Clinical photograph and Scheimpflug images at presentation. Clinical photographs showing conjunctival chemosis in the right eye (A). Swelling started in the interpalpebral area, gradually increasing toward the inferior half and leaving a normal superior bulbar conjunctiva (B). Scheimpflug images at a 90-degree vertical scan showing marked conjunctival swelling inferiorly (arrow) in the right eye (C), although the conjunctiva of the left eye remained unchanged (D).

Figure 2

External appearance and Scheimpflug image after the cessation of the amlodipine besylate. Slit-lamp examinations after the change of medication showed that conjunctival swelling in the right eye had completely remitted (arrow) one month later (A) and remained stable until the last follow up visit 8 months later. Scheimpflug image at a 90-degree vertical scan also revealed normal appearing conjunctiva (B).

Discussion and conclusion

Unilateral conjunctival chemosis persisted in the patient described here for about 4 months, during which time we were able to exclude several possible causes, including exposure, trauma, infection, obstruction of lymphatic or venous drainage, inflammation, or systemic disease, resulting in fluid overload. Previously, tissue inflammation or lymphangiectasia was observed in a biopsy specimen from a patient with idiopathic chronic conjunctival chemosis [1]. In contrast, we could exclude an inflammatory cause in our patient, since serum markers of inflammation were within normal range, long term treatment with local and systemic steroids failed to improve symptoms, and combined medications such as atorvastatin and an angiotensin II receptor blocker (ARB) are reported to have anti-inflammatory properties [3, 4]. If structural abnormalities are present, chemosis should be irreversible. However, we found that chemosis was reversible after amlodipine besylate was discontinued, indicating that chemosis in this patient resulted from the medication rather than from any structural abnormality.

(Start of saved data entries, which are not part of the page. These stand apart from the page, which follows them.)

PR #1984, opened 2026-08-16
feat(product-client): scroll diagnostics — pin transitions, user-scroll-intent, blank-fallback telemetry (PRO-187, r11)

pablonyx:
## Rung 11: scroll diagnostics (PRO-187, requirement R10 / design question Q8)

Implements rung 11 of the Chat Scroll ADR ladder (§6), stacked on r10
(`chat-scroll/r10-transient-block-invariant`).

Cell 10's jank note (ADR §2) was the target: "pin-state transitions and
classification outcomes are sampled for perf, not persisted as debuggable
events, so production scroll bugs currently reproduce only by hand." Rung
11's gate is the direct fix: a scripted scroll bug reproduces from logs
alone, and the blank-fallback event appears in telemetry.

### What this adds

Followed the codebase's existing idiom rather than inventing one:
`lib/infra/diagnostics/renderer-diagnostic-migrations.ts` is the repo's real
production diagnostics surface (`recordRendererDiagnostic` → a
`RendererDiagnosticsSink`, already used for session sync, workspace sync,
turn-ended, and — since r10 in dev-only form — the blank-viewport fallback).

- **`recordTranscriptPinTransition`** — fires from `setPinned`'s existing
  bail-if-unchanged guard in `use-transcript-stick-to-bottom.ts`, so it is a
  true transition record, not a per-scroll-event flood. Carries a `cause`
  (`user_intent_unpin`, `leave_band`, `repin_band`, `submit_repin`,
  `button_click`, `session_reset`, `restore_stranded`) threaded through the
  engine's own call sites — additive/optional, so no external caller's
  signature had to change behaviorally.
- **`recordTranscriptUserScrollIntent`** — fires from
  `notifyUserScrollIntent`, the sole "user" source per FR-1. Together with
  the pin-transition record, this reproduces the two ADR §5 failure-mode
  detections directly from logs: a pin transition to `user-reading` with no
  preceding intent record (false unpin), or an intent record with the pin
  state never moving (swallowed user scroll).
- **Blank-viewport fallback now reaches production telemetry.** Q8's ruling
  ("keep it as a safety net, but emit a diagnostic event on trigger, beyond
  dev-only console... any production occurrence is a bug") was not fully
  met: `recordTranscriptVirtualizerBlank` (added in r10) was gated behind
  `import.meta.env.DEV`, so a production occurrence never reached the sink.
  `use-transcript-virtualizer-blank-fallback.ts` now emits the record
[...]

PR #1992, opened 2026-08-16
feat(product-client): flagged eased-follow motion writer (PRO-187, r12)

pablonyx:
## Rung 12 (final): flagged eased-follow motion writer (PRO-187, design question Q16, PRO-168)

Implements the final rung of the Chat Scroll ADR ladder (§6), stacked on r11
(`chat-scroll/r11-diagnostics`).

Q16's ruling: "keep instant glue in v1; spec the motion layer as a pluggable
writer so an eased, smoothed follower can be added later without touching
classification; prototype PRO-168 behind a flag." FR-1 (single-writer thesis)
is the crux: the eased follow must live INSIDE the single-writer frame
pipeline as the one writer's motion policy, never a competing rAF animator.

### Flag

`proliferate:transcriptEasedFollow` (localStorage), read once at mount via
`readTranscriptEasedFollowEnabled` (`domain/chats/transcript/transcript-eased-follow-config.ts`),
same convention as the existing `proliferate:transcriptVirtualization` flag.
**Default OFF.** Only the literal string `"on"` enables it.

### What this adds

- **`transcript-eased-follow.ts`** — a pure, stateless `resolveEasedFollowStep`:
  one lerp step toward the follow target per frame pass (25% of the remaining
  distance, snapping once within 1px). No DOM, no React, fully unit-testable.
- **`transcript-frame-pipeline.ts`** — the writer contract gains an optional
  `hasPendingMotion?: () => boolean`. When true after a pass, the pipeline
  self-schedules exactly one more frame purely so the SAME writer can keep
  converging (`continueMotionIfPending`), with its own handle separate from
  the existing frame-guard/glue handles so it never contends with them. The
  instant writer never implements this hook, so it is a permanent no-op with
  the flag off — every pre-existing pipeline test (none of which define
  `hasPendingMotion`) passes unchanged, proving the seam is additive. Glue
  windows ending mid-motion (height went quiet, or the user reclaimed control)
  hand off to the continuation instead of stranding an eased writer short of
  its target.
- **`use-transcript-frame-pipeline-lifecycle.ts`** — the pinned branch of
  `runFramePass` takes an `easedFollowEnabled` flag and a
  `resolveFollowTargetTop` reader. Flag off: the original
  `scrollToBottom()` call, unchanged. Flag on: one eased step written via
  `notifyProgrammaticScroll` (same ownership-marker path as every other
  write — classification, FR-1, is untouched), tracked in
  `easedMotionPendingRef` for the pipeline's `hasPendingMotion` hook.
- **`use-transcript-auto-follow-bottom.ts`** — exposes `resolveFollowTargetTop`,
  the exact same dock-inset/consumed-overlay derivation `scrollToBottom`
  already uses internally, so the eased writer shares one target definition
  instead of a second copy of that state machine (also keeps
  `use-transcript-stick-to-bottom.ts` under the 400-line file-size gate).
- **`use-transcript-stick-to-bottom.ts`** — reads the flag once via
  `useState(readTranscriptEasedFollowEnabled)` and threads it plus
  `resolveFollowTargetTop` into the pipeline lifecycle hook.

### Tests

- `transcript-eased-follow.test.ts` (5): the pure step function — partial
  step while far from target, symmetric in delta sign, snap-to-target within
  the convergence epsilon, converges in a bounded number of frames.
- `transcript-frame-pipeline.test.ts` (+4): the `hasPendingMotion`
  continuation seam — schedules exactly one more frame per pending pass then
  stops; a writer that never implements the hook never gets a continuation
  frame; glue ending mid-motion hands off instead of stranding it; `beginGlue`
  folds a pending continuation in rather than double-passing in one frame.
- `transcript-eased-follow-config.test.ts` (5): flag parsing/reading,
  defaulting OFF for null/unset/anything but the exact `"on"` string.
- `use-transcript-stick-to-bottom.eased-follow.test.tsx` (3, flag ON) — the
  ONLY test file in the engine that turns the flag on: partial first-step
  under growth (not an instant jump), converges to the same hard-bottom
  target the instant writer reaches, and stays pinned throughout.
- All 9 pre-existing `use-transcript-stick-to-bottom*.test.tsx` files (66
  tests) pass **unchanged** with the flag at its default (off) — proving
  instant-snap behavior is byte-identical to r11.

### Manual verification (Pablo's standard)

Scoped vitest, literal output, run 2026-08-16:

```
✓ src/hooks/chat/ui/transcript-eased-follow.test.ts (5 tests)
✓ src/hooks/chat/ui/transcript-frame-pipeline.test.ts (11 tests)
✓ src/domain/chats/transcript/transcript-eased-follow-config.test.ts (5 tests)
✓ src/hooks/chat/ui/use-transcript-stick-to-bottom.restore-stranded.test.tsx (2 tests)
✓ src/hooks/chat/ui/use-transcript-stick-to-bottom.eased-follow.test.tsx (3 tests)
✓ src/hooks/chat/ui/use-transcript-stick-to-bottom.session-stamp.test.tsx (3 tests)
✓ src/hooks/chat/ui/use-transcript-stick-to-bottom.inset-transition.test.tsx (3 tests)
✓ src/hooks/chat/ui/use-transcript-stick-to-bottom.diagnostics.test.tsx (4 tests)
✓ src/hooks/chat/ui/use-transcript-stick-to-bottom.new-content.test.tsx (6 tests)
✓ src/hooks/chat/ui/use-transcript-stick-to-bottom.markers.test.tsx (7 tests)
✓ src/hooks/chat/ui/use-transcript-stick-to-bottom.compensation.test.tsx (11 tests)
✓ src/hooks/chat/ui/use-transcript-stick-to-bottom.test.tsx (23 tests)

Test Files  12 passed (12)
     Tests  83 passed (83)
```

`npx tsc -p tsconfig.json --noEmit` → exit 0.
`python3 scripts/report_frontend_structure.py` → `LARGE_FRONTEND_FILE: 0`, `TOTAL: 0` (no new allowlist entries; `use-transcript-auto-follow-bottom.ts` absorbed the shared follow-target reader to keep `use-transcript-stick-to-bottom.ts` at 390 lines).

**Negative control:** temporarily removed the `continueMotionIfPending()` call
sites in `transcript-frame-pipeline.ts` (the actual fix), reran the same two
touched suites, and got a literal 4-test failure:

```
× hasPendingMotion continuation > requestFrame schedules ONE more frame per pass while motion is pending, then stops
  → expected 3 to be 2
× hasPendingMotion continuation > glue ending mid-motion hands off to the motion continuation instead of stranding it
  → expected 4 to be 3
× useTranscriptStickToBottom eased-follow writer > converges to the same hard-bottom target the instant writer would reach
  → expected 175 to be 700
× useTranscriptStickToBottom eased-follow writer > stays pinned (isPinnedToBottom) throughout the eased catch-up
  → expected 1175 to be 4700

Test Files  2 failed | 10 passed (14)
```

Restored the fix; all 14 pass again (confirmed above). Also hit and fixed a
real bug during this pass: the continuation callback originally called
`runFramePass()` unconditionally on fire, one frame stale relative to
`hasPendingMotion()`'s updated value — moved the check to gate BEFORE running
the pass (mirroring `glueTick`'s existing `shouldContinueGlue` pattern),
which is what the negative control above caught.

### Deviations from the ADR's literal file list

The ADR's engine-file list (§6 rung 12 context / Cell descriptions) names
`use-above-change-compensation.ts` as a standalone file; by r10/r11 that
above-change-compensation logic already lives inside
`use-transcript-frame-pipeline-lifecycle.ts` (folded in during the rung-4/5
work), so there is no separate file by that name to touch. No behavior or
scope change, just noting the pointer is stale relative to the as-built tree.

Did not add a new Playwright fixture to
`qualification/scroll-physics/specs/scroll-physics.spec.ts` for eased-follow
specifically: the ADR's rung-12 gate ("flag off unchanged; flag on composes
with intent and the render gate") doesn't name a dedicated fixture the way
rungs 1–11 do, and the deterministic `FakeFrames` harness already in
`transcript-frame-pipeline.test.ts` gives frame-exact coverage of the new
scheduling seam that a real-timing Playwright run would only reproduce
probabilistically. Flagging this as a founder question below rather than
silently expanding scope.

### Founder questions

1. Is unit/vitest coverage of the eased-follow seam sufficient for a
   flag-off-by-default prototype, or do you want a real-browser Playwright
   fixture added before this merges (even though the ADR doesn't name one)?
2. The eased-follow rate (25%/frame, ~1px convergence epsilon) is a first-cut
   constant with no product tuning pass — fine to ship as the prototype's
   default, or should it be sourced from somewhere (e.g. a config surface)
   before any wider rollout?

This closes the PR ladder for PRO-187 (rungs 0–12). No further rungs are
planned in the ADR.

### Round 3 (Greptile review fix)

Greptile flagged a real leak: `easedMotionPendingRef` was written only in
`runFramePass`'s pinned branch, so unpinning mid-catch-up could leave it
stuck `true` forever — every later content resize would then re-arm the
motion continuation with nothing pinned asking for it. Fixed by gating
`hasPendingMotion` on `pinnedRef.current` (so a stale ref can never leak past
an unpin) and clearing the ref explicitly in the unpinned branch as defense
in depth. Added a regression test that unpins mid-catch-up, drives another
resize, and asserts the pipeline goes fully quiet — reverted locally to
confirm it fails without the fix (a frame stays queued forever), then
restored. Also dropped a comment referencing another chat product's name
(repo convention: describe the design in our own vocabulary).

### DIFF
--- a/apps/packages/product-client/src/domain/chats/transcript/transcript-eased-follow-config.test.ts
+++ b/apps/packages/product-client/src/domain/chats/transcript/transcript-eased-follow-config.test.ts
@@ -1,15 +1,5 @@
-/* @vitest-environment jsdom */
-
-import { afterEach, describe, expect, it } from "vitest";
-import {
-  readTranscriptEasedFollowEnabled,
-  resolveTranscriptEasedFollowEnabled,
-  TRANSCRIPT_EASED_FOLLOW_STORAGE_KEY,
-} from "./transcript-eased-follow-config";
-
-afterEach(() => {
-  window.localStorage.removeItem(TRANSCRIPT_EASED_FOLLOW_STORAGE_KEY);
-});
+import { describe, expect, it } from "vitest";
+import { resolveTranscriptEasedFollowEnabled } from "./transcript-eased-follow-config";
 
 describe("resolveTranscriptEasedFollowEnabled (PRO-168, rung 12, Q16)", () => {
   it("defaults OFF for null (key never set)", () => {
@@ -25,16 +15,5 @@ describe("resolveTranscriptEasedFollowEnabled (PRO-168, rung 12, Q16)", () => {
 
   it("turns on only for the exact opt-in string", () => {
     expect(resolveTranscriptEasedFollowEnabled("on")).toBe(true);
-  });
-});
-
-describe("readTranscriptEasedFollowEnabled", () => {
-  it("reads OFF when the key is unset", () => {
-    expect(readTranscriptEasedFollowEnabled()).toBe(false);
-  });
-
-  it("reads ON once the flag is explicitly set", () => {
-    window.localStorage.setItem(TRANSCRIPT_EASED_FOLLOW_STORAGE_KEY, "on");
-    expect(readTranscriptEasedFollowEnabled()).toBe(true);
   });
 });
--- a/apps/packages/product-client/src/domain/chats/transcript/transcript-eased-follow-config.test.ts
+++ b/apps/packages/product-client/src/domain/chats/transcript/transcript-eased-follow-config.test.ts
@@ -1,0 +1,40 @@
+/* @vitest-environment jsdom */
+
+import { afterEach, describe, expect, it } from "vitest";
+import {
+  readTranscriptEasedFollowEnabled,
+  resolveTranscriptEasedFollowEnabled,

CCBs have been reported to preferentially dilate arterioles, increasing the pressure gradient between arteriolar and venule capillaries and leading to the extravasation of intravascular fluid and resultant vasodilatory edema [2]. Since the condition of the our patient resolved completely after discontinuing amlodipine besylate, and assays for other causes yielded uniformly negative results, the conjunctival chemosis observed in the patient was likely due to CCB-induced vasodilatory edema. Our patient was not rechallenged with amlodipine after resolution of chemosis for ethical reasons and because his symptoms had resolved completely and his blood pressure was controlled on a new medication. A low dose of diuretics, administered after amlodipine discontinuation, likely did not affect the resolution and progression of chemosis, inasmuch as CCBs are reported to have a natriuretic effect and edema is thought to result from increased intracapillary pressure rather than from salt and water retention [5].

To our knowledge, only one other case report is similar to the case described here [6]. However, our patient was treated with 5 mg/day amlodipine as the starting and lowest dose, with no increase in dosage. At this dose, only approximately 5% of patients will experience swelling of peripheral tissue. Nevertheless, our patient developed conjunctival edema despite combination treatment with ARB, which reduces CCB-induced vasodilatory edema [2]. Moreover, in contrast to the previous patient [6], our patient experienced conjunctival chemosis without peripheral edema.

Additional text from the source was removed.